Environment

Research connects Drought with Declining Heavy Rains

Research connects Drought with Declining Heavy Rains

A drought is defined as “a lack of precipitation over an extended period of time (usually a season or more), resulting in a water shortage.” Drought indicators include precipitation, temperature, streamflow, ground and reservoir water levels, soil moisture, and snowpack.

A new study has linked subtle changes in Australia’s wettest weather to the occurrence of drought. Dr. Tess Parker of the Australian Research Council Centre of Excellence for Climate Extremes at Monash University led the study, which found that a few days less of heavy rainfall per year contributed to severe drought.

The study comes as the State of the Climate report, released today, indicates a long-term decrease in rainfall in southern Australia. The authors used 120 years of rainfall data from Australia to show that the absence of just 3-5 heavy rainfall days was typically responsible for well over half of the rainfall decline during previous droughts.

Droughts typically break in spectacular fashion because those heavy rain days return to excess, rather than just returning to normal. This shows that drought-breaking rains can also be down to relatively few, but heavy, rainfall events.

Dr. Parker

“The majority of the rainfall comes from these heavy rainfall days (above 20 mm/day), which are typically only 1-2 weeks’ worth of annual rainfall, if not less,” Dr. Parker explained. “However, it is the slight reduction in heavy rain, equivalent to around five or fewer days per year on average, that is responsible for the majority of the rainfall decline across Australia during previous droughts.”
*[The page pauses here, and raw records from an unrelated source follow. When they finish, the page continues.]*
PR #2390, opened 2021-12-24
Hypo on keldon

### LINKED ISSUE #2389: when in hypo, cards can have wrong orientation
steps to reproduce:

1) turn on keldon mode
2) start a hypothetical on the turn of someone with cards that do not have a horizontal orientation
3) click and release a card

normally, this would reorient the card back to normal, but since the X/Y positions didn't change, no tween applies

DrAnax:
Closes #2389

### DIFF
--- a/client/src/game/ui/HanabiCardMouse.ts
+++ b/client/src/game/ui/HanabiCardMouse.ts
@@ -142,6 +142,7 @@ function mouseUp(this: HanabiCard) {
     return;
   }
 
+  // During replay hypo, skip the starting player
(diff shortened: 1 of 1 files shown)


Zamiell:
this pr is a little confusing, as bug #2389 doesn't have anything to do with empathy, right?

DrAnax:
> this pr is a little confusing, as bug #2389 doesn't have anything to do with empathy, right?

Actually, it did. Checking for empathy should occur in most possible mouse/touch actions

Zamiell:
ok

PR #2391, opened 2021-12-24
Correctly identify card for empathy cancel

DrAnax:
Unrelated to latest issue, but still a bug, fixed now.

HanabiCard.id (inherited from Konva.Group) returns a function, not a value.


Zamiell:
thanks

PR #2412, opened 2022-01-04
Rename Ruby to Orange

### LINKED ISSUE #2407: Variant: Very Ambigious (6 Suits)
Now that the reds are perfectly distinctable maybe rename Ruby to Orange to match the color

DrAnax:
Closes #2407

### DIFF
--- a/data/suits.json
+++ b/data/suits.json
@@ -301,11 +301,11 @@
     "pip": "hanabiGreen"
   },
   {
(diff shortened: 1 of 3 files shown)


Zamiell:
can we come up with a different name?
Orange is supposed to be a dual color suit

DrAnax:
Yes, will think about it and continue the PR

PR #2418, opened 2022-01-05
Vtk messages

### LINKED ISSUE #2393: Change end-of-game text
Is even worse than before now, before the vtk someone wrote vtk on chat and when 50% wrote it as well someone killed the game, now the game is suddenly killed and you have no idea that people where even voting. 

I think when the first one presses the button we should at least know that by changing the color of the skull

### LINKED ISSUE #2414: in a 2-player game, the termination message is incorrect
In a 2-player game, if Alice votes to kill the game, then the message that displays is "The players voted to terminate the game" instead of "Alice voted to terminate the game".

DrAnax:
Closes #2393 

Closes #2414

### DIFF
--- a/client/src/game/reducers/gameStateReducer.ts
+++ b/client/src/game/reducers/gameStateReducer.ts
@@ -152,6 +152,7 @@ function gameStateReducerFunction(
         action.playerIndex,
         state.score,
         metadata,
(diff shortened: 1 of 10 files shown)


Zamiell:
nice work

PR #2419, opened 2022-01-05
Update options using seed

### LINKED ISSUE #2417: Change options into a specific seed game
When I tried to change the option "deck blind play" for the a gauntlet seed I got this warning 
image
Is this the expected behavior ?

DrAnax:
Closes #2417


server/src/misc.go
```diff
@@ -423,3 +423,102 @@ func yesNoFromBoolean(option bool) string {
 	}
 	return "No"
 }
+
+func hasTableNameValidCommand(s *Session, d *CommandData, data *SpecialGameData) bool {
+	if strings.HasPrefix(d.Name, "!") {
```
Zamiell, line 428: return early

DrAnax: Not sure I understand your point

Zamiell: the way you wrote this function is an anti-pattern.
invert the logic in the if statement and return, then outdent the rest of the function

DrAnax: I didn't write any function, I just enclosed existing code within a function block, since it is used identically in two different places (table_create, table_restart). Nevertheless I'll redo

Zamiell: right - it couldn't be written using return early pattern in the place it was before because there was logic following the if statement (which is no longer the case)

Zamiell:
better, thanks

The study also shows that when droughts end, it is due to the return of these days of heavy rain. However, they frequently result in wetter-than-normal conditions.

“Droughts typically break in spectacular fashion because those heavy rain days return to excess, rather than just returning to normal. This shows that drought-breaking rains can also be down to relatively few, but heavy, rainfall events,” Dr. Parker said.

Research-connects-Drought-with-Declining-Heavy-Rains-1
Research connects Drought with Declining Heavy Rains

“In wetter climates, like on the east coast, it’s days with rainfall above 50 mm that make the biggest difference.”

Dr. Parker described the significance of the result lies in the links that can be made to rain-bearing weather systems that cause the heavy rainfall that make and break droughts.

“Our study has isolated the importance of days of heavy rainfall for drought development and recovery. Now this is known, we can begin to investigate the types of weather systems related to these heavy rainfall days, which will reveal a lot about important meteorological processes that send us into and out of drought,” Dr. Parker said.

According to the BOM, of all the climate challenges to afflict Australia, drought is one of the most feared, and costly. Much of southern Australia experienced a prolonged Millennium drought 1997–2010. Apart from crop failure and stock loss, droughts set the scene for bushfires, dust storms, and land degradation.

“Effective monitoring and prediction is required to manage and mitigate the socioeconomic effects of drought. This requires knowledge of how droughts begin, develop and recover, and the underlying processes related to these stages of drought,” Dr. Parker said.